[SPARK-13495][SQL] Add Null Filters in the query plan for Filters/Joins based on their data constraints

## What changes were proposed in this pull request? This PR adds an optimizer rule to eliminate reading (unnecessary) NULL values if they are not required for correctness by inserting `isNotNull` filters is the query plan. These filters are currently inserted beneath existing `Filter` and `Join` operators and are inferred based on their data constraints. Note: While this optimization is applicable to all types of join, it primarily benefits `Inner` and `LeftSemi` joins. ## How was this patch tested? 1. Added a new `NullFilteringSuite` that tests for `IsNotNull` filters in the query plan for joins and filters. Also, tests interaction with the `CombineFilters` optimizer rules. 2. Test generated ExpressionTrees via `OrcFilterSuite` 3. Test filter source pushdown logic via `SimpleTextHadoopFsRelationSuite` cc yhuai nongli Author: Sameer Agarwal <sameer@databricks.com> Closes #11372 from sameeragarwal/gen-isnotnull.

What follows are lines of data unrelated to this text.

PR #688, opened 2026-06-30
feat(immutable): add --upgrade for kind immutable 

smerlos:
### Summary 💡

Add immutable cluster **upgrade** support. furyctl renders the Ansible role version
variables from `immutable.yaml` (single source), validates the immutable config, and fixes a race in the
assets server. Immutable k8s is coupled to the SD minor (1.35.5), like `onpremises`.

Closes:

Relates: sighupio/distribution#544, sighupio/installer-immutable#8, installer-immutable tag `v1.35.5-rc.0`

### Description 📝

- `buildVersionVars` / `renderVersionVarsFile` / `selectImmutableAssets` — render `group_vars/all.yml` from
  `immutable.yaml` so roles get k8s / sysext / flatcar / haproxy / csr-approver / registry vars from one
  source (install == upgrade; unit-tested for determinism).
- `cmd/validate/immutable.go` — validate `kfd.immutable.version` exists in the vendored manifest.
- `cmd/serve/path.go` — mutex around `nodesStatus` (concurrent-map race during PXE boot).
- `configs/upgrades/immutable/1.34.8-1.35.5/` — upgrade-script payload (for the future upgrade work).

Reuses the release's existing immutable engine + installer-by-tag download — those are untouched.

### Breaking Changes 💔

None. Additive only.

### Tests performed 🧪

- [x] `go build ./...`, `go vet`, unit tests (version-vars determinism) — green; code lint clean
- [x] End-to-end install + upgrade 1.34.8 → 1.35.5 (control-plane first, then per-node workers) → 6/6,
      validated on an onprem-consistent setup
- [x] Config validated against the v0.35.0 release distro (`distributionVersion: v1.35.0`, immutable 1.35.5)
- [x] Fresh-install recreate against this exact branch — pending

### Future work 🔧

Immutable upgrade, onprem-style: trigger via the common `preupgrade.go` distributionVersion diff with
SD-named upgrade-path dirs; needs a prior SD release shipping immutable 1.34.x. Until then this is
install-only at the SD-coupled k8s version.

- [ ] I've updated the `docs/releases/unreleased.md` file (or equivalent)
- [x] I've considered all the different cluster kinds — this change is immutable-scoped and leaves OnPremises / EKSCluster / KFDDistribution untouched
- [x] CI is green


cmd/validate/config.go
```diff
@@ -124,6 +124,18 @@ func NewConfigCmd() *cobra.Command {
...
+			if res.MinimalConf.Kind == immutableKind {
+				if err := validateImmutableVersion(res, typedGitProtocol); err != nil {
+					logrus.Error(err)
+
+					cmdEvent.AddErrorMessage(ErrValidationFailed)
+					tracker.Track(cmdEvent)
+
+					return ErrValidationFailed
+				}
+			}
```
ralgozino: I don't get why are we doing this check and fast-fail. Is this a reflux from when you were using the installer version instead of the kubernetes version as key in the immutable.yaml?

configs/upgrades/immutable/1.34.8-1.35.5/post-distribution.sh.tpl
ralgozino, line 1: do we need this file?

configs/upgrades/immutable/1.34.8-1.35.5/pre-distribution.sh.tpl
ralgozino, line 1: do we need this file?

configs/upgrades/immutable/1.34.8-1.35.5/pre-kubernetes.sh.tpl
```diff
@@ -0,0 +1,20 @@
...
+
+## etcd upgrade: stage the etcd sysext + renew certificates, serial:1 (quorum preserved).
+ansible-playbook upgrade-etcd.yaml --become
+
+## control-plane upgrade: refresh the kubeadm CLI + kubeadm upgrade apply before the reboot, serial:1.
+ansible-playbook upgrade-control-plane.yml --become
+
+{{- if ne .upgrade.skipNodesUpgrade true }}
+## worker upgrade: drain -> stage -> reboot -> kubeadm upgrade node -> uncordon, serial:1.
+ansible-playbook upgrade-worker-nodes.yml --become
```
ralgozino: the logic for limit to a single node is missing here

internal/apis/kfd/v1alpha2/immutable/create/infrastructure.go
```diff
@@ -92,7 +92,7 @@ func (i *Infrastructure) Exec(_ string, upgradeState *upgrade.State) error {
 	i.CopyPathsToConfig(&mCfg)
 
 	mCfg.Data["kubernetes"] = map[any]any{
-		"version": i.kfdManifest.Kubernetes.Immutable.Version,
+		"version": normalizeVersion(i.kfdManifest.Kubernetes.Immutable.Version),
```
ralgozino: kubernetes version is set by us in the kfd.yaml, why would we need to sanitize it?

I would pass it as-is, because if we want use some other string, for example for development purposes, this will drop the initial `v` silently.

internal/apis/kfd/v1alpha2/immutable/create/infrastructure.go
```diff
@@ -114,6 +114,26 @@ func (i *Infrastructure) Exec(_ string, upgradeState *upgrade.State) error {
...
+	versionVarsTpl := filepath.Join(
+		i.paths.DistroPath, "templates", cluster.OperationPhaseKubernetes, "immutable", "group_vars", "all.yml.tpl",
+	)
+
+	if err := renderVersionVarsFile(
+		targetPath, normalizeVersion(i.kfdManifest.Kubernetes.Immutable.Version), i.KubectlPath,
+		versionVarsTpl, immutableAssets,
+	); err != nil {
+		return fmt.Errorf("error rendering version vars file: %w", err)
+	}
```
ralgozino: I'm not sure rendering a template file that belongs to the kubernetes phase in the infrastructure phase is a good idea.

If the file is actually needed in several phases I think it would be better to have it inside each phase directory or in some common place. Because, if someone modifies a template file inside the `kubernetes` folder they will be impacting other phases without knowing it.


I might be wrong, but it seems to me that none of the variables in the `group_vars/all.yaml` file are used by the roles executed in the infrastructure phase. So there's no need for it.

internal/apis/kfd/v1alpha2/immutable/create/infrastructure_bootsrap.go
```diff
@@ -262,6 +268,113 @@ func (i *Infrastructure) getImmutableAssets() (assets, error) {
...
+	}
+
+	var manifest immutableManifest
+	if err := yaml.Unmarshal(data, &manifest); err != nil {
+		return assets{}, fmt.Errorf("error parsing immutable manifest: %w", err)
+	}
+
+	if len(manifest.Kubernetes) == 0 {
+		return assets{}, ErrNoKubernetesVersions
+	}
```
ralgozino: I don't think this check is really needed, we won't have an immutable.yaml file with no kubernetes versions defined. But better safe than sorry, we can keep it.

internal/apis/kfd/v1alpha2/immutable/create/infrastructure_bootsrap.go
ralgozino, line 1: if we don't actually need the group_vars/all.yaml file in the infrastructure phase all these changes are not needed any more.

ralgozino (changes requested):

internal/apis/kfd/v1alpha2/immutable/create/infrastructure.go
smerlos: Removed it — the version comes from `kfd.yaml` and never has a leading `v`, so the `TrimPrefix` only ever risked silently rewriting the key. Passing it as-is now; a bad version just fails loudly with `ErrKubernetesVersionNotFound`.

cmd/validate/config.go
smerlos: Dropped it (and `immutable.go`). It re-checked the k8s version that `selectImmutableAssets` already checks at create time, and paid an extra `installer-immutable` clone to do it. Single check now.

configs/upgrades/immutable/1.34.8-1.35.5/post-distribution.sh.tpl
smerlos: Deleted both — they only `echo`'d, and `Upgrade.Exec` already skips a missing hook. We'll add a real one when a transition actually needs it, like on-prem.

configs/upgrades/immutable/1.34.8-1.35.5/pre-distribution.sh.tpl
smerlos: Same — deleted (see the note on `post-distribution.sh.tpl`).

configs/upgrades/immutable/1.34.8-1.35.5/pre-kubernetes.sh.tpl
smerlos: Left as-is for now: the playbooks run `serial: 1`, so it's already one node at a time — an outer `--limit` loop would just double that up. On-prem needs the loop because its playbooks aren't serialized. Matching it here also pulls in the playbook prefix rename + `--upgrade-node`, so I opened #689 for it.

internal/apis/kfd/v1alpha2/immutable/create/infrastructure.go
smerlos: Good point on the coupling. Can't just drop it though — the infra roles (containerd, haproxy) read those vars and have no defaults. So I moved it: infra now has its own `group_vars/all.yml.tpl` with just the 3 vars it needs, rendered by the same walk the kubernetes phase uses. No more reaching into the `kubernetes/` folder, and `renderVersionVarsFile` is gone — net smaller diff.

internal/apis/kfd/v1alpha2/immutable/create/infrastructure_bootsrap.go
smerlos: Kept it. Gives a clear "manifest has no versions at all" vs "this version isn't listed" — different fixes for whoever hits it.

internal/apis/kfd/v1alpha2/immutable/create/infrastructure_bootsrap.go
smerlos: The vars are still needed (containerd/haproxy above), but you're right the wiring was the problem. With the move, infra no longer reaches into the `kubernetes/` folder — it renders its own template via the standard walk — so the special-case renderer and the cross-phase path are gone.

smerlos:
Thanks for the review — addressed all of it:
- Moved the infra version vars to their own template (`templates/infrastructure/immutable/ansible/group_vars/all.yml.tpl`); infra no longer renders from the `kubernetes/` folder and `renderVersionVarsFile` is gone.
- Dropped the `v`-strip (version passed as-is) and the duplicate validate-time check (+ `immutable.go`).
- Removed the two echo-only distribution hook stubs; kept the `ErrNoKubernetesVersions` guard.
- `--limit`/on-prem parity is tracked in #689.

Tested by installing both a dedicated-etcd and a stacked cluster (infra `group_vars/all.yml` renders `containerd_sandbox_image` on both). Paired distribution change: sighupio/distribution#544.

configs/upgrades/immutable/1.34.8-1.35.5/pre-kubernetes.sh.tpl
ralgozino: I don't see how `serial:1` and `--limit` are incompatible, you can limit with a group name too, for example. If you pass `--limit <single node>` it will run just fine even with `serial: 1`.

Having said that, the single node upgrade was already cabled and is working:
https://github.com/sighupio/furyctl/blob/6b54944283073060290c47b0217b54d6b6f939d7/internal/apis/kfd/v1alpha2/immutable/create/kubernetes.go#L56-L62

ralgozino:
please check the linting errors triggered by the new commits

configs/upgrades/immutable/1.34.8-1.35.5/pre-kubernetes.sh.tpl
```diff
@@ -0,0 +1,20 @@
+#!/usr/bin/env sh
+
+set -eu
+
+kubectlbin="{{ .paths.kubectl }}"
+
+{{- if index .spec "kubernetes" }}
```
ralgozino: what is this `if` for?

internal/apis/kfd/v1alpha2/immutable/create/infrastructure_bootsrap.go
```diff
@@ -223,43 +229,79 @@ func (i *Infrastructure) getSSHPublicKeyContent() (string, error) {
...
-// This manifest contains all versioning information for the Immutable installer.
-func (*Infrastructure) parseImmutableInstallerSpec(path string) (*immutableManifest, error) {
-	data, err := os.ReadFile(path)
+// selectImmutableAssets loads the vendored immutable.yaml and selects the block for the given
+// kubernetes version. It is the single selector used by every furyctl phase (infrastructure and
+// kubernetes), so baked artifacts and rendered role variables never disagree on version. A free
+// function (no Infrastructure receiver) so both phases call it directly. The version is passed as-is
+// (it comes from the kfd manifest, which we control), so a mismatch surfaces as
+// ErrKubernetesVersionNotFound; an empty manifest surfaces as ErrNoKubernetesVersions.
+func selectImmutableAssets(phasePath, kubeVersion string) (assets, error) {
```
ralgozino: this func is now called from several phases, it may be a good idea to move it to a different file inside the create package instead of having it here the infrastructure_bootstrap file

configs/upgrades/immutable/1.34.8-1.35.5/pre-kubernetes.sh.tpl
smerlos: You're right on both — thanks, and sorry for the confusion. `--limit` and `serial: 1` are orthogonal (host selection vs batching), so they compose fine; my "double serialization" wording was wrong. And I'd missed that single-node is already wired via `--upgrade-node` → `Playbook("upgrade-worker-nodes.yml", "--limit", k.upgradeNode)` (kubernetes.go:56-62). So there's nothing to change here: full-cluster uses the playbooks' `serial: 1`, single-node is `--upgrade-node`. I'll close the follow-up issue I'd opened (#689) since the capability already exists.

configs/upgrades/immutable/1.34.2-1.35.0/pre-kubernetes.sh.tpl
ralgozino, line 1: note, that upgrade path are for SD versions and not kubernetes, i.e. it should be 1.34.2 -> 1.35.0 and not 1.34.8->1.35.5

configs/upgrades/immutable/1.34.8-1.35.5/pre-kubernetes.sh.tpl
smerlos: This was a copy-paste leftover from onprem. Immutable does not use it. 
Action: removed

internal/apis/kfd/v1alpha2/immutable/create/infrastructure_bootsrap.go
smerlos: Moved it to immutable_assets.go in the same create package — it's called from both phases.

configs/upgrades/immutable/1.34.2-1.35.0/pre-kubernetes.sh.tpl
smerlos: Renamed to `1.34.2-1.35.0` (SD versions), matching onprem.

ralgozino (approved):
LGTM 🏁 🚢 

well done!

author: Sameer Agarwal <sameer@databricks.com> 2016-03-07 12:04:59 -0800
committer: Yin Huai <yhuai@databricks.com> 2016-03-07 12:04:59 -0800
commit: ef77003178eb5cdcb4fe519fc540917656c5d577 (patch)
tree: e98a1feca6b9a8b80a767d938a4bf31e9c61d9af /sql/hive
parent: 489641117651d11806d2773b7ded7c163d0260e5 (diff)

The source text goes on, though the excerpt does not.